# Assigned task
For the records that follow, please set down exactly the lines between the one holding "ran 123 tests." and the one holding "nine service filters.", inclusive, and only those.

# Stored data entries

....

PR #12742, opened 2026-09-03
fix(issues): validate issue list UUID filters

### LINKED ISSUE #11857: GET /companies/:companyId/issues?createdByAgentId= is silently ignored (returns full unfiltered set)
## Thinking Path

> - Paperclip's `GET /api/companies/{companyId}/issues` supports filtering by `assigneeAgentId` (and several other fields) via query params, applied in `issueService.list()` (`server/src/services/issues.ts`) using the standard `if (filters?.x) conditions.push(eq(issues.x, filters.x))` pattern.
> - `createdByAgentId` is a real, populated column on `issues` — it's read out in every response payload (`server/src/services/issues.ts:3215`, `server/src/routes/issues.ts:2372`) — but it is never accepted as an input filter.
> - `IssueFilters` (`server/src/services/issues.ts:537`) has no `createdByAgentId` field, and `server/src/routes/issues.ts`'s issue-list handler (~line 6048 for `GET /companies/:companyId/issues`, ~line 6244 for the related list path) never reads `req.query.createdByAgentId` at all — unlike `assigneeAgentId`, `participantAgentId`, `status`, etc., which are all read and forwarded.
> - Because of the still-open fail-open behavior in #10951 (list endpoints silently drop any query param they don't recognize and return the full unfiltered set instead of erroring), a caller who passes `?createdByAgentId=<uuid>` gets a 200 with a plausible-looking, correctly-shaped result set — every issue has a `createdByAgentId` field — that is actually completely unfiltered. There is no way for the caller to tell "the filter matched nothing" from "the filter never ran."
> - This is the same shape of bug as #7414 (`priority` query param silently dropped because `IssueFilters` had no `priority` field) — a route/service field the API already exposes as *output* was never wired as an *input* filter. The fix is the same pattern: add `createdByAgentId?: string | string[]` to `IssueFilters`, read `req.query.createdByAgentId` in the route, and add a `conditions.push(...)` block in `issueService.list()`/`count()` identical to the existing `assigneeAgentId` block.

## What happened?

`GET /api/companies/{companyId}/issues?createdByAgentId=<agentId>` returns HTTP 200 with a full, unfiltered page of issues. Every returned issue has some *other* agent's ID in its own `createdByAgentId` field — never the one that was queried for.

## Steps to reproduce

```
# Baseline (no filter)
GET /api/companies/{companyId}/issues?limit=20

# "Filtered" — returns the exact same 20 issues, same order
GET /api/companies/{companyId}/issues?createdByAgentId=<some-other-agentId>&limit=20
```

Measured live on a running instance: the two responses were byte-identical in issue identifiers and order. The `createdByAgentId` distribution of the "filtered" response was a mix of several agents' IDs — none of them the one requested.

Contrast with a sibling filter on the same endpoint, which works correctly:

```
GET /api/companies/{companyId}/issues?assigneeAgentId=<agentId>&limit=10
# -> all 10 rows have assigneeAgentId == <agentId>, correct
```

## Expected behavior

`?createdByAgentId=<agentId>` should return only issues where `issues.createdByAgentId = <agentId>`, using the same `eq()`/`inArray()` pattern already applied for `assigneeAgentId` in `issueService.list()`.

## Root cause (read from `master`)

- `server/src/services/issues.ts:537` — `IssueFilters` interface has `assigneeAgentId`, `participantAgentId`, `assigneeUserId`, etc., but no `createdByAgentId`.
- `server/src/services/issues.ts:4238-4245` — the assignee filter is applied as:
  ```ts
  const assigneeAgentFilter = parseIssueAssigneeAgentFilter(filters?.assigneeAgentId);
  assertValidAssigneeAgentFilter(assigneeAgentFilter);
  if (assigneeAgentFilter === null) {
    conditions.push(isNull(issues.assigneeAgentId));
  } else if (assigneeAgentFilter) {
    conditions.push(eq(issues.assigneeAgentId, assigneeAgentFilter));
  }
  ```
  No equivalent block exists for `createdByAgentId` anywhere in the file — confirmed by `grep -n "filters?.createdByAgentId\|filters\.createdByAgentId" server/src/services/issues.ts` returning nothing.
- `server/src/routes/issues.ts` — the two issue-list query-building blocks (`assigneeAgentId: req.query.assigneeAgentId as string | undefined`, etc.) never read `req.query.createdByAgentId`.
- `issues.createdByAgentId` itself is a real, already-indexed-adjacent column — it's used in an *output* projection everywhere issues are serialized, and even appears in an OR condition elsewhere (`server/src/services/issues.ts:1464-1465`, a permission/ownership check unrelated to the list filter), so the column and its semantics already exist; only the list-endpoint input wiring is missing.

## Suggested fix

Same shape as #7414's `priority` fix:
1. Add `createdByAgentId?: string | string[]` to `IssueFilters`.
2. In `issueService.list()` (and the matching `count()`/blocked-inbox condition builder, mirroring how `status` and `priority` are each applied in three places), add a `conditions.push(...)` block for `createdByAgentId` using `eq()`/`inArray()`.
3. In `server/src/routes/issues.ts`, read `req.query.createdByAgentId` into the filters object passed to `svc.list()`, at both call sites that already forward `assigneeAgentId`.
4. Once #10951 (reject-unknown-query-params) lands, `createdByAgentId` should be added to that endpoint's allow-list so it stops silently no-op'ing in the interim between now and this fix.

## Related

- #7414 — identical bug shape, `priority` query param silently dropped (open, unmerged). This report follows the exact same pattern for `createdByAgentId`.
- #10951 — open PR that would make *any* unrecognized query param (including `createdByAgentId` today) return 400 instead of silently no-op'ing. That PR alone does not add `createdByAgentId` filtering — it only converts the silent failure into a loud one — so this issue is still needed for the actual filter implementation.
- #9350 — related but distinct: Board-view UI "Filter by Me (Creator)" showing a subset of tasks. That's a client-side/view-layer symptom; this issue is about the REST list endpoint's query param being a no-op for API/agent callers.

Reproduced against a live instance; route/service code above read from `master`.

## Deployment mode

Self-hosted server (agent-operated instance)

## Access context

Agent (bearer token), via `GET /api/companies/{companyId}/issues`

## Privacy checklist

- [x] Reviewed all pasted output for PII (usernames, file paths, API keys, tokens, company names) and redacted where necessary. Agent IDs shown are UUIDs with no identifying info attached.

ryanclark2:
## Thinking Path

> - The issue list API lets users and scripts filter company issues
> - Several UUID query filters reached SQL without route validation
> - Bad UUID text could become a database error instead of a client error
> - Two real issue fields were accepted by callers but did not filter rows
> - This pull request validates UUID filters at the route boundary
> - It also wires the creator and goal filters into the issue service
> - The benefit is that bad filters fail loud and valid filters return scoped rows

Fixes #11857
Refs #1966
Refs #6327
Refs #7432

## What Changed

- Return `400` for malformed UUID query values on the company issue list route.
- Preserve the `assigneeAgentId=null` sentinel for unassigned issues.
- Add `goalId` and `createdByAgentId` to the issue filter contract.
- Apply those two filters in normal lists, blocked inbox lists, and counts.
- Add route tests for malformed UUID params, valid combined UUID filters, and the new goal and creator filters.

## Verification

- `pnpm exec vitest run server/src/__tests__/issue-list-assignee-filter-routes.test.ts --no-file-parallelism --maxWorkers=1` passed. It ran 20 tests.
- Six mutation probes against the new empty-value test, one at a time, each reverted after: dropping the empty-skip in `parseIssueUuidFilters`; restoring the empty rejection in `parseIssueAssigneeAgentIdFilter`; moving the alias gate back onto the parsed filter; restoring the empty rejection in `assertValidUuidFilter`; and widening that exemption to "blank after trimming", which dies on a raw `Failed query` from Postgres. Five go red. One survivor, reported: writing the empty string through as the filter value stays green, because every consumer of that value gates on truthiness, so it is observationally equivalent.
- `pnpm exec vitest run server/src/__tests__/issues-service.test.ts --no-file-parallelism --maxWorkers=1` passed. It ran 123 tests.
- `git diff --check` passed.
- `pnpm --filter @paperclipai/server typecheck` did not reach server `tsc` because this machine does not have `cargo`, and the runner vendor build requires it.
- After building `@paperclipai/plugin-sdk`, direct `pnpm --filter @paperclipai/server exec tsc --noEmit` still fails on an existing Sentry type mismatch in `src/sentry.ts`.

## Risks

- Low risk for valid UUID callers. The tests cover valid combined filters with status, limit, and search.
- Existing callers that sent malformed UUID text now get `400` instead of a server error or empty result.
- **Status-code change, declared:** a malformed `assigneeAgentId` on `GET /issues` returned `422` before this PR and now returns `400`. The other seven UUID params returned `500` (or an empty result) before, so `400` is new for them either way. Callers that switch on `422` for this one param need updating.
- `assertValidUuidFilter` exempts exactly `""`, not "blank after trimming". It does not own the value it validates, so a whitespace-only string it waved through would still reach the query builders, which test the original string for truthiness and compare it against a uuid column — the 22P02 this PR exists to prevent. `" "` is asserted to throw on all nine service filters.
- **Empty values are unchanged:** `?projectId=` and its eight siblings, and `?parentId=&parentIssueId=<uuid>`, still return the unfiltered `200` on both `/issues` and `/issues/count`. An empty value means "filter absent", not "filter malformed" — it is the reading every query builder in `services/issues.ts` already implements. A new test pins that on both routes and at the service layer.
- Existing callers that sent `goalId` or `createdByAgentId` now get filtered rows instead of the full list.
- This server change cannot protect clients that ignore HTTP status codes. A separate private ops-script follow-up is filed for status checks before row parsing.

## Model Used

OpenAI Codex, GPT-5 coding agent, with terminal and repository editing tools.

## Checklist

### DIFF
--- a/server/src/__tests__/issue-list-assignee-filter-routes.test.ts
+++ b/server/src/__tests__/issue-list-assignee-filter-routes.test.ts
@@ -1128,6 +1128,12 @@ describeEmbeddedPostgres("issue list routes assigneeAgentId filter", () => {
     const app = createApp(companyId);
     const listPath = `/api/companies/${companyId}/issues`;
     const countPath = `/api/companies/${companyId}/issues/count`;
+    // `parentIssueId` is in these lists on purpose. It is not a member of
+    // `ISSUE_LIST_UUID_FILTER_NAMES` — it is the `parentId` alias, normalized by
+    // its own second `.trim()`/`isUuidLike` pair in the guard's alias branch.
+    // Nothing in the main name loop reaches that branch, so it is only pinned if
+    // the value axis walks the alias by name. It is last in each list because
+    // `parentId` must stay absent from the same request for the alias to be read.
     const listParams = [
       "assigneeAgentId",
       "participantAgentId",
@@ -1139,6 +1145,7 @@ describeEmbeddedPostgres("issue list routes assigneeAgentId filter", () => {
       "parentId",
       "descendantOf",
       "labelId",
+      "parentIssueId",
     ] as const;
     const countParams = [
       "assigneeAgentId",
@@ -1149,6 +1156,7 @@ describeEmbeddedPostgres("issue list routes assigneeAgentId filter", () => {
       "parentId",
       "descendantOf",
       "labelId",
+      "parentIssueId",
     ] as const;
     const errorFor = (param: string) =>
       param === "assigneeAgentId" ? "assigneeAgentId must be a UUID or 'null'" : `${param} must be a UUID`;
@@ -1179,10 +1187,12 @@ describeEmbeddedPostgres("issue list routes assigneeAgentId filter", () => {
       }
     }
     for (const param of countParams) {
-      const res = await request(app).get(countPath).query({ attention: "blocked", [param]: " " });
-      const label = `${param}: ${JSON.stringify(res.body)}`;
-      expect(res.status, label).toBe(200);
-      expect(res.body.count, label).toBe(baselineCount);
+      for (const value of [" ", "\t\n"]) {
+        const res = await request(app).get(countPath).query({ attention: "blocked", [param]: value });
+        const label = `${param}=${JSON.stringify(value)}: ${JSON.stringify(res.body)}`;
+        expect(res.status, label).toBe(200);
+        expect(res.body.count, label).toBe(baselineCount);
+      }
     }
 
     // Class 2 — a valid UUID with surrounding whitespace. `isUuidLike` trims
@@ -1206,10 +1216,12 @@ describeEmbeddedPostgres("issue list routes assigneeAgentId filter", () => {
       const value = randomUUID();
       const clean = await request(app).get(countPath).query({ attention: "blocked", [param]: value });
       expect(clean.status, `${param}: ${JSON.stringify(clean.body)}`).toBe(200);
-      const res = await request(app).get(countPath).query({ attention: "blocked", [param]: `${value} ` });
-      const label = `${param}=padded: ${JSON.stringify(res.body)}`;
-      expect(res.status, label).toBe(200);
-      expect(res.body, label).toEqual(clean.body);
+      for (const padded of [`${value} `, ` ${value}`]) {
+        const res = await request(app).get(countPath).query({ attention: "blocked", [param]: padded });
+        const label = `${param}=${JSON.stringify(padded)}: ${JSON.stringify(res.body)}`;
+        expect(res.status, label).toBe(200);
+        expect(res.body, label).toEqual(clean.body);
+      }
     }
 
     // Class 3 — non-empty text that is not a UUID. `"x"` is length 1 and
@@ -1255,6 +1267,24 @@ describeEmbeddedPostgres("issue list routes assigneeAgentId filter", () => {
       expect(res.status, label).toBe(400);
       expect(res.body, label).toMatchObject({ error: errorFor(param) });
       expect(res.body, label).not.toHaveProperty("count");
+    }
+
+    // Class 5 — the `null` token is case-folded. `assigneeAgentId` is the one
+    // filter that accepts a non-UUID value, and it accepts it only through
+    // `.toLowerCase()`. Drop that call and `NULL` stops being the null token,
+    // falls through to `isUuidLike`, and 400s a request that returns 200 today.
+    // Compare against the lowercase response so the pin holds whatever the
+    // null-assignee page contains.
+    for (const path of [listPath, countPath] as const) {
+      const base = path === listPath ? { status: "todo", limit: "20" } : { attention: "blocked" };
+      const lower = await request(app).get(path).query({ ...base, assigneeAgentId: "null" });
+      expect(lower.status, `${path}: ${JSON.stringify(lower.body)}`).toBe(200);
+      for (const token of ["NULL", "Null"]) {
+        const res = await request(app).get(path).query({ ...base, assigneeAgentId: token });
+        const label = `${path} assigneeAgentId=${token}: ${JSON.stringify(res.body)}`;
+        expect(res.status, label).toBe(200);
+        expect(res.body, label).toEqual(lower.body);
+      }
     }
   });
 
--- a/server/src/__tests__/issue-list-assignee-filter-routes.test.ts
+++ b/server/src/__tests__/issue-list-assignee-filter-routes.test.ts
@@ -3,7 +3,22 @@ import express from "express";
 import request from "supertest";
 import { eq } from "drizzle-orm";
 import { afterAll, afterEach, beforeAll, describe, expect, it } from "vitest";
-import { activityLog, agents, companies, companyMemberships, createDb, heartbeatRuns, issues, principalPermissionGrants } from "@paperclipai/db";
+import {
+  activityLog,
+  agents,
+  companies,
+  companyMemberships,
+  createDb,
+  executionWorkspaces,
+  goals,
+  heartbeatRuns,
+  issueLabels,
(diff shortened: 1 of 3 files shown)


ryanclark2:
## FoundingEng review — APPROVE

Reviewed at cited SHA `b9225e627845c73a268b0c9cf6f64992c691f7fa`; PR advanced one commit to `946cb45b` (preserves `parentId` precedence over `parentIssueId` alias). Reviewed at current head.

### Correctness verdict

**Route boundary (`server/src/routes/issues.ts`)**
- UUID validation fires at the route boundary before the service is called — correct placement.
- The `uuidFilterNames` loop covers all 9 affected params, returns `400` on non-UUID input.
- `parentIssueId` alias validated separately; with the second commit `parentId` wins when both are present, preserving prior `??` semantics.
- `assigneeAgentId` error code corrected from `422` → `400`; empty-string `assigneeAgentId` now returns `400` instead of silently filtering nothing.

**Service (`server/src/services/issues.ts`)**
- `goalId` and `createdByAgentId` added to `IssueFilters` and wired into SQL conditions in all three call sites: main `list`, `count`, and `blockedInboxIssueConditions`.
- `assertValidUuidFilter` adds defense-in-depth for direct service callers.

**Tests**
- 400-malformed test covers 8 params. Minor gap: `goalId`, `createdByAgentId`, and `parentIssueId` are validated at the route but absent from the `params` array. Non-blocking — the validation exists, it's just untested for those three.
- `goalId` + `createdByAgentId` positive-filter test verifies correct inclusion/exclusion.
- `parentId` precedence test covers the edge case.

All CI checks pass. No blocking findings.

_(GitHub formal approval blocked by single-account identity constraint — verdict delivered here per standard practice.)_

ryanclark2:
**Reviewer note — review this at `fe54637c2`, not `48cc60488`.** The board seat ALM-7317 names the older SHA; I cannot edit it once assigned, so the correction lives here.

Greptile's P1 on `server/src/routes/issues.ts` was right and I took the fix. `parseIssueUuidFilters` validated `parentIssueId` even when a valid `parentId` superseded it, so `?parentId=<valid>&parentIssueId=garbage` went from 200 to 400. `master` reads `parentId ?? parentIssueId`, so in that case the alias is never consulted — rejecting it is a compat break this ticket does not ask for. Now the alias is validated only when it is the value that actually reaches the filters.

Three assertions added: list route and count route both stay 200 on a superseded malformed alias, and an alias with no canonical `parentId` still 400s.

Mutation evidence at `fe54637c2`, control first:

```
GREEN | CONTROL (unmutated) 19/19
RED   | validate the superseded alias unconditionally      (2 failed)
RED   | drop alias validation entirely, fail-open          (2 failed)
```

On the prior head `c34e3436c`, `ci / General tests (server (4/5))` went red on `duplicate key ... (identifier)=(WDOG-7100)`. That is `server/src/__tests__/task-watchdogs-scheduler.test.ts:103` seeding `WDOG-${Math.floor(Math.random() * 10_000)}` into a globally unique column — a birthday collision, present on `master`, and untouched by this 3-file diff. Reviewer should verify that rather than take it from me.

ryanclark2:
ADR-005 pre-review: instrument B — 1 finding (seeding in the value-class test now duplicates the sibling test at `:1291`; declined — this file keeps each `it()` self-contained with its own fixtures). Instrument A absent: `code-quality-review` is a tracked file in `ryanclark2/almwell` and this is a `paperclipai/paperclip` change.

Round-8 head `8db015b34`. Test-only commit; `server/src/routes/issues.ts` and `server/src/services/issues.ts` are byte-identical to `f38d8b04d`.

....

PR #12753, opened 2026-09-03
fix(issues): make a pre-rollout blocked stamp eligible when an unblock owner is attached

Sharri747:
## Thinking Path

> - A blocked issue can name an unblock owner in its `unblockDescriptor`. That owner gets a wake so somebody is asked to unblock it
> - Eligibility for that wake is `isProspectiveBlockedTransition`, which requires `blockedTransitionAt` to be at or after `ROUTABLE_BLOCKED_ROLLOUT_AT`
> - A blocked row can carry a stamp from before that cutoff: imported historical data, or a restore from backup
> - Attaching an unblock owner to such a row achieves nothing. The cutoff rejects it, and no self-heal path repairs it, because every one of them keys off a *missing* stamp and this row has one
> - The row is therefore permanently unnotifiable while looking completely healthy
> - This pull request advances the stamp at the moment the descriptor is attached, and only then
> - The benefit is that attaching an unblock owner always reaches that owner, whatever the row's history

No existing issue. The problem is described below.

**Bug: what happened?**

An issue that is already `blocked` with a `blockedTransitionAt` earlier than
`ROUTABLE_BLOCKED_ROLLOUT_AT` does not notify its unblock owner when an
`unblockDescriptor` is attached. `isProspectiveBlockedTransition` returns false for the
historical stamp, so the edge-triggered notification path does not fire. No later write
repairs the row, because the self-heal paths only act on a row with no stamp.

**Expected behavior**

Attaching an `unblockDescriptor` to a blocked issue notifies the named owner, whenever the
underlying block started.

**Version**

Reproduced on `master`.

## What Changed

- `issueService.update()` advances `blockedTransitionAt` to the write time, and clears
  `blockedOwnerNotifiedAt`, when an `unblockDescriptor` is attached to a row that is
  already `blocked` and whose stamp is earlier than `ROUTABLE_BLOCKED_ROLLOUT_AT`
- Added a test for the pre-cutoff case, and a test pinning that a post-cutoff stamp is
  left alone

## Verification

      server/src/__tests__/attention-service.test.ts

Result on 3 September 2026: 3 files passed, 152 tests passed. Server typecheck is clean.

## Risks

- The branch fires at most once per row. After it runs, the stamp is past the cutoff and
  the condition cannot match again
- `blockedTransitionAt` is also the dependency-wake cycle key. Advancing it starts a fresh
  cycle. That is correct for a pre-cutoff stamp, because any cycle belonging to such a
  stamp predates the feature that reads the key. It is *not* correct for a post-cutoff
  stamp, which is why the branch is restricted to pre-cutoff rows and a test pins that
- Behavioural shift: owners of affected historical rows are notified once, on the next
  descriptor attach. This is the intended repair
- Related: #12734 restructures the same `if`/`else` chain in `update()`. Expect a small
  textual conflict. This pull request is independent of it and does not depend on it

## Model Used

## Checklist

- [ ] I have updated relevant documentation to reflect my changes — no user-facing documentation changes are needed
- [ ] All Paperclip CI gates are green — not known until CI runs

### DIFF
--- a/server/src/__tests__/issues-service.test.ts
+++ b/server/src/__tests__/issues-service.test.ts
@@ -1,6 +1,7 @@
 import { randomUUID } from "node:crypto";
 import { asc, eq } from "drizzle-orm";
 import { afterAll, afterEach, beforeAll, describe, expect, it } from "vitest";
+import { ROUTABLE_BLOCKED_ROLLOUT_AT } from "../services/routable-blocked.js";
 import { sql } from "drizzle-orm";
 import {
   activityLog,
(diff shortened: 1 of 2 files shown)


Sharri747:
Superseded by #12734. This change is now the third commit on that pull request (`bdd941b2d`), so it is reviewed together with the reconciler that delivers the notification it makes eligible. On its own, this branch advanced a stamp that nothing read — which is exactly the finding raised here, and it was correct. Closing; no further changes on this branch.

....

# Solution for this task
- `pnpm exec vitest run server/src/__tests__/issues-service.test.ts --no-file-parallelism --maxWorkers=1` passed. It ran 123 tests.
- `git diff --check` passed.
- `pnpm --filter @paperclipai/server typecheck` did not reach server `tsc` because this machine does not have `cargo`, and the runner vendor build requires it.
- After building `@paperclipai/plugin-sdk`, direct `pnpm --filter @paperclipai/server exec tsc --noEmit` still fails on an existing Sentry type mismatch in `src/sentry.ts`.

## Risks

- Low risk for valid UUID callers. The tests cover valid combined filters with status, limit, and search.
- Existing callers that sent malformed UUID text now get `400` instead of a server error or empty result.
- **Status-code change, declared:** a malformed `assigneeAgentId` on `GET /issues` returned `422` before this PR and now returns `400`. The other seven UUID params returned `500` (or an empty result) before, so `400` is new for them either way. Callers that switch on `422` for this one param need updating.
- `assertValidUuidFilter` exempts exactly `""`, not "blank after trimming". It does not own the value it validates, so a whitespace-only string it waved through would still reach the query builders, which test the original string for truthiness and compare it against a uuid column — the 22P02 this PR exists to prevent. `" "` is asserted to throw on all nine service filters.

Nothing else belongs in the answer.